Directions: The response should be a precise copy of every entry.

:: Given records

Issue #3925, opened 2022-11-16
[DOC] doctest MEGA-issue


hmacdope:
## Expected behavior ##

All the code in our docstring examples should be self-contained and run on its own. They should:

- import the correct modules
- demonstrate the desired behaviour
- run correctly

## Actual behavior ##

A lot of the examples in our docs do not run correctly as they are missing imports, steps, some code logic or all of the above. 

By my initial count there are ~350 failing examples and only a handful that work.

We would love this to be fixed! **This is a great opportunity for community members and budding open source contributors to get involved as there are lots of docstrings to tackle.**

Luckily there is a way to test which doc examples are failing  programatically!

1. Navigate to the `/package/doc/sphinx`  directory
2. run `make doctest`

This will indicate which doc examples are failing. 

If you want to tackle multiple doc changes at once  editing your makefile command on L130 to include `--keep-going`  will allow you to see the full set of errors. 

eg 
```
#L130
	$(SPHINXBUILD) -b doctest $(ALLSPHINXOPTS) $(BUILDDIR)/doctest --keep-going
```

**Please contribute your changes in a new PR!**

If you are new to making PRs and github in general, try our handy [contributing guide](https://userguide.mdanalysis.org/stable/contributing.html)! Feel free to ping our team if unsure. :)

richardjgowers:
Another idea would be to add the doctest in the CI and allow it to fail for now, then once we're passing make it another row in the CI.

sahilempire:
Hey maintainers, I want to work on this issue but I don't have enough knowledge, so can you please assign me and guide me through it?

hmacdope:
Hi @sahilempire sorry for the slow response. To address this issue you will need to run `doctests` that is navigate to `package/doc/sphinx` and run `make doctest`.

This will show you a bunch of failing doctests which we would like to fix up. Submit a PR fixing one or more! See our [contributing guide](https://userguide.mdanalysis.org/stable/contributing.html) for more info.

chrispfae:
Hi, I would also like to work on this issue. @sahilempire Have you already resolved some of the errors? Maybe we can split the work as there are a lot of failing examples?

sahilempire:
@chrispfae I haven't done anything in this yet and if you want to do something then you can do it.

IAlibay:
[...]

PR #3997, opened 2023-01-18
Add doctest step to docs build

IAlibay:
Enables #3925 

 - Adds a doctest CI step that will allow us to actually see progress towards #3925 
 - Moves linters out of the main CI file so it's a bit easier for us to see
 - Make it so that darker doesn't run on merge (that way we don't get failing badges)

PR Checklist
------------
 - [x] Tests?
 - Docs?
 - CHANGELOG updated?


IAlibay:
well darker lint shouldn't be skipping, something went wrong here...

IAlibay:
Also need to fix the doctest call, keep-going isn't propagating properly

hmacdope:
Great idea @IAlibay  and also @richardjgowers who may have suggested

IAlibay:
Ok that should be all addressed - that's 372 test failures (out of 388 it seems...). It won't fail but at least it'll give us a place to look at how things have improved / worsened based on a given PR.

.github/workflows/gh-ci.yaml
```diff
@@ -171,6 +171,12 @@ jobs:
         build-tests: false
         build-docs: true
 
+    - name: doctests
+      if: github.event_name == 'pull_request'
+      continue-on-error: true
+      run: |
+        cd package && python setup.py build_sphinx -b doctest --keep-going
```
orbeckst: I think `python setup.py build_sphinx` has been deprecated because setup.py does not want to be a build system (or something like that). Is there an alternative for invoking doctests??

orbeckst (commented):
I like the modularization and the use of a separate badge.

I could give it a "LGTM" if necessary but would prefer other folks with stronger opinions on the matter than myself  (@hmacdope @jbarnoud @richardjgowers ...) to weigh in.

.github/workflows/linters.yaml
```diff
@@ -0,0 +1,113 @@
...
+
+      - name: setup_miniconda
+        uses: conda-incubator/setup-miniconda@v2
+        with:
+          python-version: 3.8
+          auto-update-conda: true
+          channel-priority: flexible
+          channels: conda-forge, bioconda
+          add-pip-as-python-dependency: true
+          uses-mamba: true
```
orbeckst: Error/warning message

> Unexpected input(s) 'uses-mamba', valid inputs are ['installer-url', 'miniconda-version', 'miniforge-variant', 'miniforge-version', 'conda-version', 'conda-build-version', 'environment-file', 'activate-environment', 'python-version', 'add-anaconda-token', 'add-pip-as-python-dependency', 'allow-softlinks', 'auto-activate-base', 'auto-update-conda', 'condarc-file', 'channel-alias', 'channel-priority', 'channels', 'show-channel-urls', 'use-only-tar-bz2', 'remove-profiles', 'mamba-version', 'use-mamba', 'architecture', 'clean-patched-environment-file', 'run-post']

IAlibay: > use-mamba
I think I've been making a typo everywhere 😅

IAlibay: Should be fixed now.

.github/workflows/gh-ci.yaml
IAlibay: I _think_ setuptools isn't as harsh on the deprecation here, but I'll try switching to sphinx-build instead and see what happens.

IAlibay: That should do the trick. I'd probably say we should do the docs building & deployment elsewhere? I'm a bit apprehensive of changing that right now and then unleashing a whole other set of problems.

hmacdope (approved):
LGTM @IAlibay, thanks for the addition. Will be a great help for #3925 and by extension GSOC szn.

hmacdope (changes requested):
Not sure what is going on with Azure  CI

hmacdope:
Seems ok now.

hmacdope (approved):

::::

Finished exercise:
Issue #3925, opened 2022-11-16
[DOC] doctest MEGA-issue


hmacdope:
## Expected behavior ##

All the code in our docstring examples should be self-contained and run on its own. They should:

- import the correct modules
- demonstrate the desired behaviour
- run correctly

## Actual behavior ##

A lot of the examples in our docs do not run correctly as they are missing imports, steps, some code logic or all of the above. 

By my initial count there are ~350 failing examples and only a handful that work.

We would love this to be fixed! **This is a great opportunity for community members and budding open source contributors to get involved as there are lots of docstrings to tackle.**

Luckily there is a way to test which doc examples are failing  programatically!

1. Navigate to the `/package/doc/sphinx`  directory
2. run `make doctest`

This will indicate which doc examples are failing. 

If you want to tackle multiple doc changes at once  editing your makefile command on L130 to include `--keep-going`  will allow you to see the full set of errors. 

eg 
```
#L130
	$(SPHINXBUILD) -b doctest $(ALLSPHINXOPTS) $(BUILDDIR)/doctest --keep-going
```

**Please contribute your changes in a new PR!**

If you are new to making PRs and github in general, try our handy [contributing guide](https://userguide.mdanalysis.org/stable/contributing.html)! Feel free to ping our team if unsure. :)

richardjgowers:
Another idea would be to add the doctest in the CI and allow it to fail for now, then once we're passing make it another row in the CI.

sahilempire:
Hey maintainers, I want to work on this issue but I don't have enough knowledge, so can you please assign me and guide me through it?

hmacdope:
Hi @sahilempire sorry for the slow response. To address this issue you will need to run `doctests` that is navigate to `package/doc/sphinx` and run `make doctest`.

This will show you a bunch of failing doctests which we would like to fix up. Submit a PR fixing one or more! See our [contributing guide](https://userguide.mdanalysis.org/stable/contributing.html) for more info.

chrispfae:
Hi, I would also like to work on this issue. @sahilempire Have you already resolved some of the errors? Maybe we can split the work as there are a lot of failing examples?

sahilempire:
@chrispfae I haven't done anything in this yet and if you want to do something then you can do it.

IAlibay:
[...]

PR #3997, opened 2023-01-18
Add doctest step to docs build

IAlibay:
Enables #3925 

 - Adds a doctest CI step that will allow us to actually see progress towards #3925 
 - Moves linters out of the main CI file so it's a bit easier for us to see
 - Make it so that darker doesn't run on merge (that way we don't get failing badges)

PR Checklist
------------
 - [x] Tests?
 - Docs?
 - CHANGELOG updated?


IAlibay:
well darker lint shouldn't be skipping, something went wrong here...

IAlibay:
Also need to fix the doctest call, keep-going isn't propagating properly

hmacdope:
Great idea @IAlibay  and also @richardjgowers who may have suggested

IAlibay:
Ok that should be all addressed - that's 372 test failures (out of 388 it seems...). It won't fail but at least it'll give us a place to look at how things have improved / worsened based on a given PR.

.github/workflows/gh-ci.yaml
```diff
@@ -171,6 +171,12 @@ jobs:
         build-tests: false
         build-docs: true
 
+    - name: doctests
+      if: github.event_name == 'pull_request'
+      continue-on-error: true
+      run: |
+        cd package && python setup.py build_sphinx -b doctest --keep-going
```
orbeckst: I think `python setup.py build_sphinx` has been deprecated because setup.py does not want to be a build system (or something like that). Is there an alternative for invoking doctests??

orbeckst (commented):
I like the modularization and the use of a separate badge.

I could give it a "LGTM" if necessary but would prefer other folks with stronger opinions on the matter than myself  (@hmacdope @jbarnoud @richardjgowers ...) to weigh in.

.github/workflows/linters.yaml
```diff
@@ -0,0 +1,113 @@
...
+
+      - name: setup_miniconda
+        uses: conda-incubator/setup-miniconda@v2
+        with:
+          python-version: 3.8
+          auto-update-conda: true
+          channel-priority: flexible
+          channels: conda-forge, bioconda
+          add-pip-as-python-dependency: true
+          uses-mamba: true
```
orbeckst: Error/warning message

> Unexpected input(s) 'uses-mamba', valid inputs are ['installer-url', 'miniconda-version', 'miniforge-variant', 'miniforge-version', 'conda-version', 'conda-build-version', 'environment-file', 'activate-environment', 'python-version', 'add-anaconda-token', 'add-pip-as-python-dependency', 'allow-softlinks', 'auto-activate-base', 'auto-update-conda', 'condarc-file', 'channel-alias', 'channel-priority', 'channels', 'show-channel-urls', 'use-only-tar-bz2', 'remove-profiles', 'mamba-version', 'use-mamba', 'architecture', 'clean-patched-environment-file', 'run-post']

IAlibay: > use-mamba
I think I've been making a typo everywhere 😅

IAlibay: Should be fixed now.

.github/workflows/gh-ci.yaml
IAlibay: I _think_ setuptools isn't as harsh on the deprecation here, but I'll try switching to sphinx-build instead and see what happens.

IAlibay: That should do the trick. I'd probably say we should do the docs building & deployment elsewhere? I'm a bit apprehensive of changing that right now and then unleashing a whole other set of problems.

hmacdope (approved):
LGTM @IAlibay, thanks for the addition. Will be a great help for #3925 and by extension GSOC szn.

hmacdope (changes requested):
Not sure what is going on with Azure  CI

hmacdope:
Seems ok now.

hmacdope (approved):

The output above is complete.